Strengthen Your Drive

To some people, the whole idea of “willpower” is vastly overrated. Some believe there’s no such thing as “free will.” I’ve also heard arguments that willpower can do little to defend against the habits, incentives, enticements, and motivations that are inescapable parts of our work and our life.

In my own experience, however, proper cultivation of a drive to succeed – really just another term for willpower aimed toward high-level efforts and productivity – can lead to a major upsurge in one’s degree of success.

I find it useful, therefore, to think about and practice techniques that will increase a person’s drive. They include:

Align With Your Values

Burnout and failure usually flow from working on tasks, projects, and goals that don’t align with a person’s values. That’s why one of the prerequisites for establishing and maintaining significant drive is first to identify what you really care about, and then to find activities – a career, a sideline, or even a hobby – through which you can support and further those values.

Stay Positive

There’s power in positivity. For whatever reasons, we are more driven to strive for values we favor than to avoid those we don’t. This is why you’ll generally feel a great deal of motivation and meaning when you’re actively doing something useful to achieve some positive objective that aligns with your values.

In business, for example, it’s commendable to work hard to avoid bankruptcy. It’s far more motivating, however, to strive toward providing worthwhile products and/or services.

Seek Favorable Feedback

Most people believe willpower and drive arise from within, and I generally agree they do. But relying only on your own willpower in a non-supportive environment quickly gets old and tiring, and may eventually wear you out.

The reason is that most of us are hard-wired to tune-in and accept whatever feedback we’re receiving. When it’s largely absent, or negative, it doesn’t offer much nurture for our drive.

That’s why it’s helpful to find people, environments, and situations that encourage and support you in accomplishing the tasks, projects, and goals you’re pursuing in hopes of furthering your values.

Practice Gradualism

Monty Python made famous a funny sketch about a chartered accountant who yearns to be a lion tamer. “It’s a bit of a jump, isn’t it,” cautions the skit’s vocational counsellor, “chartered accountancy to lion taming, in one go?”

Sage advice.

This is because even the most fervent drive can readily be thwarted or even erased when you too quickly try for too much that’s too difficult.

Granted, it’s difficult to exercise patience when we’re seized by the fever to support and further our values.

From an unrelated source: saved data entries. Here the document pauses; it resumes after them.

Issue #152, opened 2018-02-23
Support Anderson Acceleration for fixedpoint


jlperla:
Right now the `:anderson` is implemented as a solution for solving nonlinear problems.  (where the solver turns the system into a fixed point problem.

Following something similar to https://github.com/JuliaNLSolvers/NLsolve.jl/issues/151 we could use the existing solver code by a small modification.

However, in the long-run it would make sense to rewrite (or copy) the Anderson code for direct fixed point problems to help its speed, as the above method would be taking a fixed point problem, converting it to a nonlinear system, and then converting it back to a fixed point problem in the underlying Anderson implementation.

ChrisRackauckas:
>However, in the long-run it would make sense to rewrite (or copy) the Anderson code for direct fixed point problems to help its speed

How would it help its speed? What part of the algorithm would be changed?

jlperla:
The tight inner loop in https://github.com/JuliaNLSolvers/NLsolve.jl/blob/master/src/solvers/anderson.jl would be a little different.  Longrun it is worth seeing it it matters.  Longrun.

ChrisRackauckas:
What would change in there?

antoine-levitt:
I'm not sure what you mean by this. Do you mean that there is the potential of inefficiencies because the code basically does x + (g(x) - x)? Sure. Anderson makes much more costly computations in its algorithm (and there are much bigger problems in the implementation, cf https://github.com/JuliaNLSolvers/NLsolve.jl/issues/128), so I'd be extremely surprised if that mattered. In any case I don't think it's worth complexifying the API/code.

jlperla:
Yes, that is what I meant.  I said longrun for a reason, I just didn't want to forget about it.

Looking at but very low priority, but this is the sort of algorithm to squeeze every imaginable efficiency out of (since it is often near the center of a whole bunch of type iterative procedures in economics algorithms).

Not worth spilling ink over, I just made a comment to point out that benchmarking would be worth looking at to see if it eliminates overhead in the implementation compared to embedded code.

ChrisRackauckas:
I would be very surprised if the difference it makes is greater than 0.1%

Issue #148, opened 2018-02-22
Implementation of "simple iteration" for the `fixedpoint`  with out of place functions.


jlperla:
I added in a shell for how out of place execution of the simple fixed point iteration.

1. In the committed files, you will see `/src/nlsolve/fixedpoint.jl`, which has the exported function for users to call.  I copied/pasted the `nlsolve.jl` code, so this may be imperfect.
2. That `fixedpoint(...)` function has placeholders to call various algorithms, which I commented out.  I put in a `/src/solves/simple_iteration.jl` file which we can hopefully use to get the basic fixed point iteration up and running.
3. I moved the code from our `test/fixed_points.jl` to this new  `/src/solves/simple_iteration.jl` and made a few tweaks.  You will see that I (1) removed the fixed point of a univariate function (which won't work the way nlsolve is defined); (2) left in code for the inplace `fixedpointOLD!` function, which is not implemented; and (3) changed the code for calling the function to use the `df.f()` notation (as this is the general way to wrap things in this library).

What I want to do is finish the implementation of `simple_iteration` for these fixed points.  Some of the obvious things to do:
- [ ] Read through an implementation of one of the solvers (e.g. newton) and see how it deals with tracing of results, etc.
- [ ] Right now it is just passing back a tuple of the result and number of iterations.  You should figure out what the `nlsolve` solvers return and the simple_iteration should return identical structures as the solver.
- [ ] Hook up any of the options passed into the `fixedpoint` function arguments to use in the `simple_iteration` algorithm.
- [ ] Finish up the (not inplace) tests
- [ ] I would see if you can mimic the `Cache` and `trace` options for this if possible (looking at something like the newton solver) but if it is difficult then it can be added later.

ArnavSood:
@AliKarimirad Here's a bit more granular take for how we can get started with this. (@jlperla let me know if it looks wrong to you). 

- [ ] Write a basic iteration scheme for a contraction mapping. The kind that most professors would write on the fly. 
- [ ] Extend that scheme (probably with different methods) to the different use cases for `NLsolve` (still without plugging into that caller). In particular, we need: 
               - In place vs. out of place functions. 
               - Functions that take several scalar arguments vs. an array (as per docs; just a question of uing the `n_ary` helper function).

This above piece will probably mainly involve lots of careful checking of method signatures to make sure everything is kosher, but the underlying math in each case should be the same. 

[...]

PR #174, opened 2018-07-23
Fixed point clean

arnavs:
@pkofod This PR contains the implementation of the `fixedpoint()` function talked about in e.g. #148 - #152. Specifically, here's what it contains: 

1. A wrapper `fixedpoint()` around `nlsolve()`, which takes the same type signature, applies one of two function maps (`f(x) -> f(x) - x`, and likewise for in-place), and forwards the result to `nlsolve()`. 

2. A set of tests for simple iteration (`:anderson` with `m = 0`), some more Anderson (`m = 1, 2, ...`), and some gradient methods (`:newton` with `autodiff = :central` and `autodiff = :forward`). 

3. Some brief notes in the README.md. 

Last I checked (yesterday), this is rebased with the lastest version of `master`, so the package tests as a whole pass, and Travis should be happy. 

cc: @jlperla @nosferican


README.md
```diff
@@ -314,6 +316,16 @@ Other optional arguments to `nlsolve`, available for all algorithms, are:
 * `extended_trace`: should additifonal algorithm internals be added to the state
   trace? Default: `false`.
 
+## Fixed Points 
+
+There is a `fixedpoint()` wrapper around `nlsolve()` which maps an input function `F(x)` to `G(x) = F(x) - x`, and likewise for the in-place. This allows convenient solution of fixed-point problems, e.g. of the kind commonly encountered in computational economics. Some notes:
+
+* The default method is `:anderson` with `m = 0`, which corresponds to simple iteration on a contraction mapping.
```
pkofod: It's clear that this will work on a contraction, but you could put in something that's not a contraction mapping, and hope for the best (not saying you should, but this is done in some cases).

Maybe something like: "The default method is `:anderson` with `m = 0`. This algorithm is robust when `F(x)` is a contraction mapping, but may not be very efficient when the Lipschitz constant is close to 1."

README.md
```diff
@@ -314,6 +316,16 @@ Other optional arguments to `nlsolve`, available for all algorithms, are:
...
+* Autodifferentiation is supported; e.g. `fixedpoint(f!, init_x; method = :newtonm. autodiff = :true`).
```
pkofod: I think this should say `... method = :newton, autodiff = :true)` right?
- `:newton` is misspelt `:newtonm` and a full stop is used instead of comma
- ) is outside the back ticks

README.md
arnavs: Right, you could do that and add that caveat. I've no issues with it. I just wanted to keep the docs as short as possible. But will amend the PR to make this clear.

README.md
```diff
@@ -314,6 +316,16 @@ Other optional arguments to `nlsolve`, available for all algorithms, are:
...
+* Tolerances and iteration bounds can be set exactly as in `nlsolve()`, since this function is a wrapper, e.g. `fixedpoint(f, init_x; inplace = false, iterations = 500, ...)`. 
+
+**Note:** If you are supplying your own derivative, it is currently not automatically mapped, so it must correspond with `F(x) = x`.
```
pkofod: "it is currently not automatically mapped, so it must correspond with `F(x) = x" is not super clear here, what does this actually mean, and how should the user work around this?

README.md
arnavs: Perfect, thanks. These are just errors.

REQUIRE
```diff
@@ -5,4 +5,4 @@ ForwardDiff 0.7.0
 LineSearches 5.0.0
 DiffBase
 NLSolversBase 6.0.0
-Reexport
+Reexport
```
pkofod: Why remove the newline char?

README.md
arnavs: The idea is that we currently don't map `J(x) -> J(x) - I` in the way that we map `f(x) -> f(x) - x`, in order to turn finding a 0 into finding a fixed-point. Will make that clearer.

REQUIRE
arnavs: This is something my editor does; I'm not sure why.

README.md
pkofod: Ah, okay, I get it. Why?

REQUIRE
pkofod: Sublime?

README.md
arnavs: It's on the list for things to implement. Some parts of this API are still in flux (like broadcasting on `UniformScaling`, so I'd rather wait until this is settled.

REQUIRE
arnavs: VS Code

README.md
arnavs: Done.

README.md
arnavs: Done.

README.md
arnavs: Done.

REQUIRE
arnavs: Added a newline here, I think.

src/objectives/autodiff.jl
```diff
@@ -0,0 +1,32 @@
+function OnceDifferentiable(f!, x::AbstractArray, F::AbstractArray, autodiff::Union{Symbol, Bool} = :central, chunk = ForwardDiff.Chunk(x))
```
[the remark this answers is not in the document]
arnavs: Deleted.

pkofod:
Will have a look

pkofod:
Maybe we should change the field name to `solution` instead as it is in either case the "solution" to the proposed problem -  or actually use a function based approach like in Optim. Not now though.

But starting slowly and taking easy steps toward the change you want to see in the world is a powerful way to sustain your drive and keep putting forth your best efforts all the way to the end.

Establish Interim Rewards

It’s even easier to sustain your drive and keep putting forth your best efforts when you collect rewards along the route. This is an important reason you should get in the habit of patting yourself on the back at key moments – even giving yourself a treat – as you make progress toward your goals.

The more intensely you desire the next available reward (regardless of what it may be), the more emotional power you imbue into your drive to do the work necessary to get there.

Allow for Setbacks

Drive toward your values is rarely linear. Some days you’ll work your hardest and some days you won’t. Some days you’ll make great progress, and some days you won’t. What’s more, the two are not always related.

Understanding and accepting this natural fluctuation in your drive and your results is critically important to sustaining your commitment.

The idea here is simple: don’t fret over lapses; treat each new day as another opportunity to work on the tasks, projects, and goals that are associated with your values.

If left unattended, your drive can easily be weakened or even erased. That’s why practicing these and other techniques to nurture and sustain your drive to succeed are almost as important as feeling the drive itself.